Kaori Tatebayashi

Born: 1972
Place of Birth: Arita, Japan

Born in the tiny village of Arita, the home of Imari porcelain in Japan, ceramic artist Kaori Tatebayashi
graduated with a BA(hons) and an MA in ceramics from Kyoto City University in Japan. During her degrees, she studied abroad at both the Royal College of Art, London as well as Kolding Design School of Art, Denmark.

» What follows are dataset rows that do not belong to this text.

PR #2127, opened 2020-09-17
Merge _find_coordinator_id methods

### LINKED ISSUE #2124: Switch describe_consumer_groups() to use _find_many_coordinator_ids()
Once #2040 is merged, it'd be more performant/scalable if we updated `describe_consumer_groups()` to use the new `_find_many_coordinator_ids()` to issue the find coordinator requests async.

jeffwidman:
Previously there were two methods:
* `_find_coordinator_id()`
* `_find_many_coordinator_ids()`

But they do basically the same thing internally. And we need the plural
two places, but the singular only one place.

So merge them, and change the function signature to take a list of
`group_ids` and return a dict of `group_id: coordinator_id`'s.

As a result of this, the `describe_groups()` command should scale better
because the `_find_coordinator_ids()` command issues all the requests
async, instead of sequentially blocking as the `described_groups()` used
to do.

IIRC, this deviates slightly from the Java client, as they only take a singular group ID... mostly because it gets tricky to handle retriable vs non-retriable errors when you send a bunch at once. However, we don't handle errors quite the same way--we just raise if the futures don't complete, and also raise if we encounter any problems in the returned `FindCoordinatorResponse`. Given that, IMO this is more useful/scalable... 

Fix #2124

---
This change is [Reviewable](https://reviewable.io/reviews/dpkp/kafka-python/2127)

### DIFF
--- a/kafka/admin/client.py
+++ b/kafka/admin/client.py
@@ -328,24 +328,8 @@ class KafkaAdminClient(object):
                 .format(response.API_VERSION))
         return response.coordinator_id
 
-    def _find_coordinator_id(self, group_id):
-        """Find the broker node_id of the coordinator of the given group.
-
-        Sends a FindCoordinatorRequest message to the cluster. Will block until
-        the FindCoordinatorResponse is received. Any errors are immediately
-        raised.
-
-        :param group_id: The consumer group ID. This is typically the group
-            name as a string.
-        :return: The node_id of the broker that is the coordinator.
-        """
-        future = self._find_coordinator_id_send_request(group_id)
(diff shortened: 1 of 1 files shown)


jeffwidman:
IIRC, this deviates slightly from the Java client, as they only take a singular group ID... mostly because it gets tricky to handle retriable vs non-retriable errors when you send a bunch at once. However, we don't handle errors quite the same way--we just raise if the futures don't complete, and also raise if we encounter any problems in the returned `FindCoordinatorResponse`. Given that, IMO this is more useful/scalable...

While studying ceramics in Kyoto and London, I explored what new possibilities clay could have and what this familiar material meant to myself. Its paradoxical nature fascinated me, simultaneously having a sense of fragility and permanence. Whatever you make with soft and malleable clay, the firing will result in irreversible changes. Clay will end its organic life, and what remains after the firing is like a lifeless ‘shell’. It becomes strong and durable, but at the same time it can be destroyed in an instant. This fragility always reminds me of nature’s cycle. Fired ceramic resembles ghosts, losing their organic life in the firing. It becomes a metaphor for memory, traces of the past and a connection between the past and the present. Using its spectral appearance and paradoxical character, I aim to capture time and preserve it within clay. In recent years, my love of nature, plants and gardening has increasingly influenced my work. I capture and preserve the fleeting moments of the life cycle of plants through modelling by hand. By stopping the clock and also removing original colour, ordinary objects become something extraordinary to look at and will resemble a ghostly apparition.

Kaori has received awards from the Crafts Council and was commissioned to create tableware for the British Museum’s Grenville Room in 2009.